Start of MATERIAL SUPPLIED

PR #1378, opened 2022-10-05
Revert "Update rake task to handle different situations"

chao-xian:
Reverts alphagov/content-tagger#1372

We've run this temporary rake task and no longer need it.


chao-xian:
This actually needs to undo 2 PRs

PR #1389, opened 2022-10-20
Some TLC to the test suite

kevindew:
Trello: https://trello.com/c/QrxjshEm/270-move-ruby-gems-from-jenkins-to-github-actions

This resolves a number of undesirable aspects of this test suite that I encountered when trying to port some functionality ([govuk_taxonomy_helpers](https://github.com/alphagov/govuk_taxonomy_helpers)) into this app. It resolves things such as: deprecation warnings, tests writing to stdout/stderr, unusual RSpec configuration for GOV.UK, unnecessary rubygems and unnecessary RSpec declarations. For full details see the individual commit messages.

It is recommended to review this commit by commit, it's much less scary that way.

I also noticed there wasn't rspec linting applied and will resolve that in a subsequent pull request that builds off this one.


spec/spec_helper.rb
```diff
@@ -42,22 +40,6 @@
...
 
   config.fixture_path = "#{::Rails.root}/spec/fixtures"
-  config.use_transactional_fixtures = false
+  config.use_transactional_fixtures = true
   config.infer_spec_type_from_file_location!
-
-  config.before(:each) do
-    User.create!(permissions: ["signin", "GDS Editor"])
-    DatabaseCleaner.start
-    WebMock.reset!
```
ollietreend: Shouldn't `User.create!` and `WebMock.reset!` still exist here? I'm trying to work out if/why they're not needed any more.

I was expecting for this commit to only remove things relating to `DatabaseCleaner`.

kevindew: Ah yes, sorry I should have covered those details.

I've amended this commit now to explain. 

Essentially we don't need the user because the db:seeds create it (and we certainly didn't need one for every test 😢).

Webmock.reset! is done automatically by Webmock so we don't need to call it ourselves.

ollietreend (approved):
Really nice ✨🚀 thanks for this!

End of MATERIAL SUPPLIED

**HOW TO COMPLETE THIS TASK:**
Scan the data above for the string "that" and copy each line where it appears.

**ANSWER TO THE PROBLEM:**
This resolves a number of undesirable aspects of this test suite that I encountered when trying to port some functionality ([govuk_taxonomy_helpers](https://github.com/alphagov/govuk_taxonomy_helpers)) into this app. It resolves things such as: deprecation warnings, tests writing to stdout/stderr, unusual RSpec configuration for GOV.UK, unnecessary rubygems and unnecessary RSpec declarations. For full details see the individual commit messages.
It is recommended to review this commit by commit, it's much less scary that way.
I also noticed there wasn't rspec linting applied and will resolve that in a subsequent pull request that builds off this one.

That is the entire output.